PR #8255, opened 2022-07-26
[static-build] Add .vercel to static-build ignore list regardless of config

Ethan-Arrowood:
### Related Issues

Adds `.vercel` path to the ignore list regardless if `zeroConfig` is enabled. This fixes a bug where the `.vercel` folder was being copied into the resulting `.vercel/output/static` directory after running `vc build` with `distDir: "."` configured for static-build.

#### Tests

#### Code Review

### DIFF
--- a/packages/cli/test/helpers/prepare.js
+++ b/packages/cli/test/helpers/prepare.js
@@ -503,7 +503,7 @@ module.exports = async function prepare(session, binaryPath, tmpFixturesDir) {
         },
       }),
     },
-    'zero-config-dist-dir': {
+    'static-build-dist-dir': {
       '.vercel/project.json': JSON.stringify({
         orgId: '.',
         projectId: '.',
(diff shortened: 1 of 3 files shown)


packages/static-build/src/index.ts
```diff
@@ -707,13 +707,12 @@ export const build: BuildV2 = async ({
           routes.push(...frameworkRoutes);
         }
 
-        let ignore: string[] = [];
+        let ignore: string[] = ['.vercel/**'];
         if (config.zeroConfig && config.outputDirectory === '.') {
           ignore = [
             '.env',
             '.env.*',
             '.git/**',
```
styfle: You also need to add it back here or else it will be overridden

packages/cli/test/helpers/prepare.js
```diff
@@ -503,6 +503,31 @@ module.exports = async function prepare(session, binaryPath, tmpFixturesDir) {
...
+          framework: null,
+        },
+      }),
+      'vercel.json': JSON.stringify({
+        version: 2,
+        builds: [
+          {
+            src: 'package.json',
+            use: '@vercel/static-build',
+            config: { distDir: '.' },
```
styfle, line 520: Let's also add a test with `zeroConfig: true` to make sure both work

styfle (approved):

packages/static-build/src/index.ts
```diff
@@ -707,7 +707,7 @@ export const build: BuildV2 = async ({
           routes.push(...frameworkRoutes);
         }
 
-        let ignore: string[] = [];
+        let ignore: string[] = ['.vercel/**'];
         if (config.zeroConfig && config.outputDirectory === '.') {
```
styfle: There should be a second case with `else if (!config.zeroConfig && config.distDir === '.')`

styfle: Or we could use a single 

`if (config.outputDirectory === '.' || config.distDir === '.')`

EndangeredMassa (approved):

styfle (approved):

**TASK GOAL:** Write out exactly the lines between the start of the entries and the line containing "(config.outputDirectory === '.'", including that line and the first one.

**WRITTEN REPLY:**
PR #8255, opened 2022-07-26
[static-build] Add .vercel to static-build ignore list regardless of config

Ethan-Arrowood:
### Related Issues

Adds `.vercel` path to the ignore list regardless if `zeroConfig` is enabled. This fixes a bug where the `.vercel` folder was being copied into the resulting `.vercel/output/static` directory after running `vc build` with `distDir: "."` configured for static-build.

#### Tests

#### Code Review

### DIFF
--- a/packages/cli/test/helpers/prepare.js
+++ b/packages/cli/test/helpers/prepare.js
@@ -503,7 +503,7 @@ module.exports = async function prepare(session, binaryPath, tmpFixturesDir) {
         },
       }),
     },
-    'zero-config-dist-dir': {
+    'static-build-dist-dir': {
       '.vercel/project.json': JSON.stringify({
         orgId: '.',
         projectId: '.',
(diff shortened: 1 of 3 files shown)


packages/static-build/src/index.ts
```diff
@@ -707,13 +707,12 @@ export const build: BuildV2 = async ({
           routes.push(...frameworkRoutes);
         }
 
-        let ignore: string[] = [];
+        let ignore: string[] = ['.vercel/**'];
         if (config.zeroConfig && config.outputDirectory === '.') {
           ignore = [
             '.env',
             '.env.*',
             '.git/**',
```
styfle: You also need to add it back here or else it will be overridden

packages/cli/test/helpers/prepare.js
```diff
@@ -503,6 +503,31 @@ module.exports = async function prepare(session, binaryPath, tmpFixturesDir) {
...
+          framework: null,
+        },
+      }),
+      'vercel.json': JSON.stringify({
+        version: 2,
+        builds: [
+          {
+            src: 'package.json',
+            use: '@vercel/static-build',
+            config: { distDir: '.' },
```
styfle, line 520: Let's also add a test with `zeroConfig: true` to make sure both work

styfle (approved):

packages/static-build/src/index.ts
```diff
@@ -707,7 +707,7 @@ export const build: BuildV2 = async ({
           routes.push(...frameworkRoutes);
         }
 
-        let ignore: string[] = [];
+        let ignore: string[] = ['.vercel/**'];
         if (config.zeroConfig && config.outputDirectory === '.') {
```
styfle: There should be a second case with `else if (!config.zeroConfig && config.distDir === '.')`

styfle: Or we could use a single 

`if (config.outputDirectory === '.' || config.distDir === '.')`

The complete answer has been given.